Material provided section start
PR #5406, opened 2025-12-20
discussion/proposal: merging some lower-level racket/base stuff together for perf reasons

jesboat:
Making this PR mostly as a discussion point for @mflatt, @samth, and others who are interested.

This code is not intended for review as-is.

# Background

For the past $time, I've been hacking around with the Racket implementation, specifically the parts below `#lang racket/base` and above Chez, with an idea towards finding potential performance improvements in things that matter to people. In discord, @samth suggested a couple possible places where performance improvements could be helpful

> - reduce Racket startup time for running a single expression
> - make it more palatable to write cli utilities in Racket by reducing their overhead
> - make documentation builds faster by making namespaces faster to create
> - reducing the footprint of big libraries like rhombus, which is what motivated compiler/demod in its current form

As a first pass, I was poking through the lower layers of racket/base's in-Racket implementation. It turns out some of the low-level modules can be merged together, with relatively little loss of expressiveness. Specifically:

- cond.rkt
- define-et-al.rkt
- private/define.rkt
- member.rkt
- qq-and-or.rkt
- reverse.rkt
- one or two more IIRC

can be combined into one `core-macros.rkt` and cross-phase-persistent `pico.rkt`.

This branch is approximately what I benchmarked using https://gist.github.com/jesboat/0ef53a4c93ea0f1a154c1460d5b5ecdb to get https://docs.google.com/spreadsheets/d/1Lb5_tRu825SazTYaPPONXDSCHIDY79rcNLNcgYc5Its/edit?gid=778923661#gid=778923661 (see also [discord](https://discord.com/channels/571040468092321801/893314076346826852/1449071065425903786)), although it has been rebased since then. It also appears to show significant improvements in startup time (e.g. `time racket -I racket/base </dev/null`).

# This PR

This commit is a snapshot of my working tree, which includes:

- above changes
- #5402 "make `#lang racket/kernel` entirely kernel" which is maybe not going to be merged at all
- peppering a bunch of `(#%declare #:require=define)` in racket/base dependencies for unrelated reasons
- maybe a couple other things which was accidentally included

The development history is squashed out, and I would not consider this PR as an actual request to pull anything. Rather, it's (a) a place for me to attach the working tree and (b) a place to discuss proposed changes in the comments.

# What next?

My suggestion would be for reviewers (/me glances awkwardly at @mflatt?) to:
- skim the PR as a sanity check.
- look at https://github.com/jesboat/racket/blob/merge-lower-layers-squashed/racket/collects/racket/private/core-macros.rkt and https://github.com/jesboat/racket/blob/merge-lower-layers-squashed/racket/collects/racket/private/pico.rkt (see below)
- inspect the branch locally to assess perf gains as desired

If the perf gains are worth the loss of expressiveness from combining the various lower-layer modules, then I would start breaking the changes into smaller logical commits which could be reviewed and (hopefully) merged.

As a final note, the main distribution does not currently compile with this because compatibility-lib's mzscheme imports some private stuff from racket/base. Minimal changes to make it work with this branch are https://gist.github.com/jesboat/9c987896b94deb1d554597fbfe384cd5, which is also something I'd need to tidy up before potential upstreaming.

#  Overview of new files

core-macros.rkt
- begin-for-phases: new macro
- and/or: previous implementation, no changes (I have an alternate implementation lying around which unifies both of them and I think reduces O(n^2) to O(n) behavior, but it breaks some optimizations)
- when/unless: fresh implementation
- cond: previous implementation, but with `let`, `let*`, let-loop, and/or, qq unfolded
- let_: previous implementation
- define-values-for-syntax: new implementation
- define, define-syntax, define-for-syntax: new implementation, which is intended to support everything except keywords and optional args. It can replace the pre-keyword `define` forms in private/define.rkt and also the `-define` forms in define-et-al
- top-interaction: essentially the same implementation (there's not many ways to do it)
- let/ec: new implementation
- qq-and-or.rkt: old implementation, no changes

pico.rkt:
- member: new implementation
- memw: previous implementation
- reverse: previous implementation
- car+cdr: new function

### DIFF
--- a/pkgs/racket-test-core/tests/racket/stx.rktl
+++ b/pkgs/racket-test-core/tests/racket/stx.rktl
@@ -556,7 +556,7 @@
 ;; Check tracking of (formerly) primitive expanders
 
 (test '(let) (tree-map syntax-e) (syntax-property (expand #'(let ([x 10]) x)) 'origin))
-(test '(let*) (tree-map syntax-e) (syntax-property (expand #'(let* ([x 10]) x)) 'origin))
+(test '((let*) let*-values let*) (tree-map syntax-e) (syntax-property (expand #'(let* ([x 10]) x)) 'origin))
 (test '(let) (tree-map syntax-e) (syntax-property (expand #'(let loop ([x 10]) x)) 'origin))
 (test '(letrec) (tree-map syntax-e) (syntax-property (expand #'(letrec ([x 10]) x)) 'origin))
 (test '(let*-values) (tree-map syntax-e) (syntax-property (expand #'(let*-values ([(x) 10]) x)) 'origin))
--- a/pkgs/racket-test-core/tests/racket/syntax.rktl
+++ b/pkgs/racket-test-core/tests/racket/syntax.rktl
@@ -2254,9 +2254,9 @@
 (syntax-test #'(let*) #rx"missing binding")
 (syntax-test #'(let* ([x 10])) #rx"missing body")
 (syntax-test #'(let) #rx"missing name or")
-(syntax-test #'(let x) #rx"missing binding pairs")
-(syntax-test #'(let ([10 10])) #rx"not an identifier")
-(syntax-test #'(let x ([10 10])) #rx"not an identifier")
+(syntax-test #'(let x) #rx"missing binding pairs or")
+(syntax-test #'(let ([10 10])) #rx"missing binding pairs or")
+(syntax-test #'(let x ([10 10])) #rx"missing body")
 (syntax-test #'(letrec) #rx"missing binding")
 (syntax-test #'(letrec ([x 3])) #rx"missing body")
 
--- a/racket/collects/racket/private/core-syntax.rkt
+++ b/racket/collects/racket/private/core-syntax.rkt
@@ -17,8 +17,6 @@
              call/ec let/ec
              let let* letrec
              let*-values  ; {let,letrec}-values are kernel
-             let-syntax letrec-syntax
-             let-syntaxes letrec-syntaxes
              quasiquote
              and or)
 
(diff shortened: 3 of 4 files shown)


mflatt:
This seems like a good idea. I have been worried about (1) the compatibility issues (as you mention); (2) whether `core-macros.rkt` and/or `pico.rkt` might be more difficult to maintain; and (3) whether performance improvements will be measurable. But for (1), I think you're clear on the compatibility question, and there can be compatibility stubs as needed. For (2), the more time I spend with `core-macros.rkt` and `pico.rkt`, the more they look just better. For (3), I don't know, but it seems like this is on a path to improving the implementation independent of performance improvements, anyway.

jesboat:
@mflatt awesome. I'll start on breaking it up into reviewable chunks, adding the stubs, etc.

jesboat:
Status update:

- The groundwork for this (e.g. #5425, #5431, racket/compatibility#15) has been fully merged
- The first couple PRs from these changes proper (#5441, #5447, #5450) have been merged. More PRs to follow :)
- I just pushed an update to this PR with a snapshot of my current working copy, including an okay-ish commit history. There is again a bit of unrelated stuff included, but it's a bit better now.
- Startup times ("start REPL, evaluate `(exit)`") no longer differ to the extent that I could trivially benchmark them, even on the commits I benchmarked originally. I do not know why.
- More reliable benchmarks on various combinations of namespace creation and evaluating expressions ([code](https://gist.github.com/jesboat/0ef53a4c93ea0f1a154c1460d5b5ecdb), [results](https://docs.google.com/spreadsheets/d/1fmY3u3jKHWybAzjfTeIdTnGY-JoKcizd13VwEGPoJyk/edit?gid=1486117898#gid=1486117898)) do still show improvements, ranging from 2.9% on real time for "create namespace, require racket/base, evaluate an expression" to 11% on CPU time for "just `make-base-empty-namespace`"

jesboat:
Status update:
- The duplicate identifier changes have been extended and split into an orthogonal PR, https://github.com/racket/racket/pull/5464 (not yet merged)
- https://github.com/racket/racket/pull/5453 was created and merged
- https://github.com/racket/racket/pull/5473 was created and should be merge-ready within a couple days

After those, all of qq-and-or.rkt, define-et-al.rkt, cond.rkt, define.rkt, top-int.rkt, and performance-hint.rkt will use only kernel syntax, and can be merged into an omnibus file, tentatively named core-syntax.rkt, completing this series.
Material provided section end
Material provided section start
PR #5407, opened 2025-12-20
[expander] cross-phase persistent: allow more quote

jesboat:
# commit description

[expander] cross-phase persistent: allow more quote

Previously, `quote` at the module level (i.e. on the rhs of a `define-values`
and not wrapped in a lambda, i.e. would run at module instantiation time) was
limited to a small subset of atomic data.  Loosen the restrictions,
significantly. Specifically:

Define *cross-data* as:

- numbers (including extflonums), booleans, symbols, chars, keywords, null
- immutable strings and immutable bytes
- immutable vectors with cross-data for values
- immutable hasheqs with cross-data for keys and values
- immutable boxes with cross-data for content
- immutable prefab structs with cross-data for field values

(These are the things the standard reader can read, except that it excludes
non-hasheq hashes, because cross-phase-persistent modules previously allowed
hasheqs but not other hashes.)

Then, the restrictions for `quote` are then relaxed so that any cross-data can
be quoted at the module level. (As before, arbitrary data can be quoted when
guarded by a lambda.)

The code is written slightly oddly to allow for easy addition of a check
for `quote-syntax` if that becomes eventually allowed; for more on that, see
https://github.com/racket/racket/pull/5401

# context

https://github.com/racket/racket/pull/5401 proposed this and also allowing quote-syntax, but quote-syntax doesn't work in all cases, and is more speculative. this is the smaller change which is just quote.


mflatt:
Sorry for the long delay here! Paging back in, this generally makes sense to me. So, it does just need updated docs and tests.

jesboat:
Material provided section end
Directions for this task: The output should be exactly the lines above from the line containing "- member.rkt" to the line containing "can be combined", inclusive, with no other lines.

Solution to this task:
- member.rkt
- qq-and-or.rkt
- reverse.rkt
- one or two more IIRC

can be combined into one `core-macros.rkt` and cross-phase-persistent `pico.rkt`.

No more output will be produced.